Issue #484, opened 2020-12-14
Create ADR for C vs C++ mex API decision


nickbattam-tessella:
Create ADR to record decision to continue using the C-MEX API

This should include the discussed reasons why this is preferable to the C++ API for the Horace use-case.

PR #530, opened 2021-01-21
Add ADR for decision to prefer C Mex API over C++

hsautessella:
This PR adds an ADR explaining our decision to prefer the C Mex API over the C++. 

I've left a TODO in the ADR in the hope that a reviewer can provide an example of where the C++ API was too restrictive for our use-case. I know we discussed such a case existing, does anyone have a concrete example of this?

Addresses #484

### DIFF
--- a/documentation/adr/0020-use-c-mex-api.md
+++ b/documentation/adr/0020-use-c-mex-api.md
@@ -31,8 +31,8 @@ Herbert/Horace will continue to use the C API for new Mex functions.
 
 ## Consequences
 
-- The C++ code we write will be compatible with all Matlab releases,
-  including those older than R2018a.
+- The C++ code we write will be compatible with all[<sup>[1]</sup>](#ref_1)
+  Matlab releases, including those older than R2018a.
 - The C++ code we have written will be consistent with new code we write.
 - We will not get the benefits of the newer C++ Mex API
   (e.g. smart pointers, [C++ class wrappers](https://www.mathworks.com/help/matlab/matlab-data-array.html?s_tid=CRUX_lftnav)).
@@ -41,3 +41,19 @@ _Note: this decision need not be binding,
 but provides a guideline for us to be consistent.
 If a use-case arises where using the C++ API is advantageous,
 then there should be nothing stopping us from using it._
+
+---
+
+<a name="ref_1">
+</a><sup>[1]</sup> This comes with a caveat when using complex numbers.
+In R2018a Matlab introduced the
+["interleaved" complex API](https://www.mathworks.com/help/matlab/matlab_external/matlab-support-for-interleaved-complex.html),
+which stores complex numbers as
+[real_1, imag_1, real_2, imag_2, ..., real_n, imag_n].
+This differs in releases R2017b and earlier, where complex numbers were stored
+in two separate arrays, once for the real parts one for the imaginary.
+You switch between which API to use in Mex files by defining the macro
+`MATLAB_DEFAULT_RELEASE` to be `R2017b` or `R2018b`.
+Or by passing the `-R2017b` or `-R2018b` flag to Matlab's `mex` command.
+To remain compatible with older Matlab versions we must compile with the
+`-R2017b` flag.
--- a/documentation/adr/0020-use-c-mex-api.md
+++ b/documentation/adr/0020-use-c-mex-api.md
@@ -50,19 +50,21 @@ then there should be nothing stopping us from using it._
 
 ---
 
-<a name="ref_1">
-</a><sup>[1]</sup> This comes with a caveat when using complex numbers.
-In R2018a Matlab introduced the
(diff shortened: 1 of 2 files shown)


documentation/adr/0020-use-c-mex-api.md
```diff
@@ -0,0 +1,43 @@
...
+
+- The C++ code we write will be compatible with all Matlab releases,
+  including those older than R2018a.
+- The C++ code we have written will be consistent with new code we write.
+- We will not get the benefits of the newer C++ Mex API
+  (e.g. smart pointers, [C++ class wrappers](https://www.mathworks.com/help/matlab/matlab-data-array.html?s_tid=CRUX_lftnav)).
+
+_Note: this decision need not be binding,
+but provides a guideline for us to be consistent.
+If a use-case arises where using the C++ API is advantageous,
```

○ ○ ○ ○ ○

§ **Task to complete**:
Only the lines from the start of the material through the line bearing "This PR adds" are needed, restated exactly, with both end lines included.

§ **Solution to this problem**:
Issue #484, opened 2020-12-14
Create ADR for C vs C++ mex API decision


nickbattam-tessella:
Create ADR to record decision to continue using the C-MEX API

This should include the discussed reasons why this is preferable to the C++ API for the Horace use-case.

PR #530, opened 2021-01-21
Add ADR for decision to prefer C Mex API over C++

hsautessella:
This PR adds an ADR explaining our decision to prefer the C Mex API over the C++. 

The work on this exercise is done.